Plaisir VECU 815 : Ouvrir sa classe aux parents

Mercredi premier rendez-vous à l’INSPE avec des étudiantes qui annoncent vouloir travailler autour de la co-éducation. Terme en vogue dans les prérogatives et pourtant toujours aussi difficile à mettre en œuvre dans la pratique.

Elles sont toutes là, je les entends depuis le couloir, elles m’attendent en discutant. Lorsque j’entre, le silence se fait. Je propose de déplacer les tables pour casser la disposition traditionnelle qui se prête à une pédagogie transmissible. Je me sais bavarde, passionnée par mon sujet, mais je souhaite qu’elles participent. Les échanges ne doivent pas avoir lieu dans un seul sens. Elles sont venues pour une prise de contact, une première bibliographie. Je suis décidée à les faire parler, les écouter surtout pour mieux les accompagner ensuite. Savoir ce qui les attire, pourquoi elles ont choisi ce thème de travail, pourquoi ce premier énoncé de titre de mémoire… Connaitre leurs préoccupations, c’est apprendre à les connaitre, cerner leurs centres d’intérêt, leurs préoccupations pour les accompagner au plus près de leurs besoins, sans les guider.

Lorsqu’enfin nous nous faisons face, un sourire timide illumine un visage connu. Elle est venue dans ma classe, elle fut une de mes stagiaires l’année précédente. J’étais flattée et émue qu’elle ait choisi de travailler avec moi cette année encore. Fière lorsqu’elle m’a expliqué « quand j’ai vu votre nom c’était comme une évidence. J’ai vu ce que vous mettiez en place avec les familles, ça m’intéresse, et puis ça semble tellement évident ». Elle a raconté à ses pairs les ateliers auxquels elle avait participé comme les Activités Pédagogiques Complémentaires avec participation des parents.

Ce projet avait été réalisé d’après une demande émise par des parents allophones l’année précédente. Ils souhaitaient pouvoir participer à des ateliers de langage avec leurs enfants. Au cours de ces séances de langage du quotidien, les parents s’exprimaient dans leur langue maternelle et je m’adressais à leurs enfants en français. C’était l’occasion de déculpabiliser les mères qui craignaient de ne pas aider suffisamment leur enfant (Quand les langues maternelles s’invitent à l’école. Ces ateliers se sont révélés être très utiles ; je leur explique qu’il est important qu’elles s’expriment avec un vocabulaire précis, en structurant leurs phrases. Même s’il peut leur sembler que le temps d’apprentissage du français en est ralenti, elles me permettent alors d’asseoir une bonne connaissance de la langue française. Leur enfant sera bi- voire multilingue. Son apprentissage est, en apparence seulement, ralenti du fait de cet apprentissage simultané de plusieurs langues. Lorsqu’il s’exprimera dans toutes ces langues avec aisance, il aura des acquis inestimables !... Ces mères peuvent s’enorgueillir, et non être gênées.

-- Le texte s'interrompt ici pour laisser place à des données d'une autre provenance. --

PR #1325, opened 2016-02-23
Exposed Lobby#World component index

ArtificialPB:
This is useful for in-game world hopping. Feel free to rename ```componentIndex()``` to ```index()```. I've named it like that so people don't confuse it with ```number()``` method.


Timer:
Merged in 184bdb2

PR #1327, opened 2016-02-24
Autonomous

AutonomousCoding:
Modified antiban; Added logout on script stop; Moved time from state to repaint for more accurate time;


ChrisBPB:
merged

PR #1336, opened 2016-03-02
Support for different textures for game tabs

ArtificialPB:
Quest tab can have different textures depending on what the user selected to show (minigames, achievement diary, etc...). This is rt4.


ArtificialPB:
Added support for logout tab when bottom line tabs interface setting is selected.

PR #1343, opened 2016-03-06
Delete from public repo

achung205:
Delete humidify script from public repo and see if it appears in private repo


Strikegently:
Remove DistanceLogger. Your test scripts shouldn't be there.

Strikegently:
To be clear, you know this deletes all of your scripts, correct?

achung205:
i want to delete the scripts from the public repo. ive already uploaded them to my developer repo, so there are two versions on the sdn right now.

PR #1349, opened 2016-03-11
Rob's Tutorial Island: added in client details

Montezumas:
added in client details so that the script appears under OS in the SDN


Strikegently:
In the future, include the script name and commit purpose in your pull request titles.

PR #1351, opened 2016-03-13
Added Html remover for object and npc names

ArtificialPB:
Since Menu actions/options and items are stripped of html, it seems reasonable to remove them from objects and npcs too to avoid issues when interacting.


Moosheplusplus:
do any Objects/NPCs actually have any tags in their names?

ArtificialPB:
Yes they do, that's why I've made this PR. An example of this would be the Portal NPC to exit rune essence mine.

PR #1374, opened 2016-04-12
Added Grand Exchange Alcher

ChrisHemmens:
Added Grand Exchange Alcher: https://www.powerbot.org/community/topic/1307713-grand-exchange-alcher/


Strikegently:
1. the "topic" flag in your manifest should just be the topic ID, not the URL.
2. Is it possible to make the script without jsoup? Large third-party dependencies are ill-advised.

ChrisHemmens:
@Strikegently No jsoup is required. I updated the manifest.

PR #1378, opened 2016-04-15
Add support for placeholders

Moosheplusplus:


ChrisBPB:
Someone said there was another update where they moved the lock button but I just checked and the constants updated in this file are the correct. :)

PR #1380, opened 2016-04-16
Added mistermaru/CanifisAgilityCourse

Mistermaru:
Now uses enums instead of JumpGap1-6


Strikegently:
Your script needs a topic.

L. a aussi parlé des ateliers au quotidien, des semaines banalisées : un jour, une langue, un conte, une saveur. Elle avait eu la chance d’assister à la lecture d’un album en russe, lecture suivie de l’apprentissage d’une comptine russe très rythmée et gaie. La fierté de la maman lors de ce temps de partage était palpable et transmissible. Le goûter qui suivit avec des spécialités du pays était un moment de convivialité partagé. L. racontait simplement ; ses souvenirs illuminaient son visage, et me gonflaient d’une certaine fierté. Même si le quotidien de cette pratique est parfois compliqué, voire douloureux, ça vaut le coup.

Ouvrir sa classe aux parents n’est pas difficile à mettre en place, mais il faut oser. Les parents, timides dans un premier temps y prennent vite du plaisir, les élèves/enfants aussi. La difficulté vient des collègues, ils sont souvent frileux et inquiets de savoir les couloirs empruntés par des parents, alors qu’ils sont eux, souvent calfeutrés dans leur classe. Cette méfiance, cette crainte s’exprime rarement de façon explicite et c’est là, la difficulté pour celui ou celle qui ouvre sa classe à y répondre. On peut bien entendu anticiper, vanter les mérites de l’ouverture de l’école, ou la classe aux familles, parler des codes qui se comprennent mieux s’ils sont vécus le temps d’un partage, des directives ministérielles… Trop nombreux sont ceux qui hésitent et craignent une remise en cause implicite de leur statut s’ils dévoilent ce qui se passe en classe aux parents.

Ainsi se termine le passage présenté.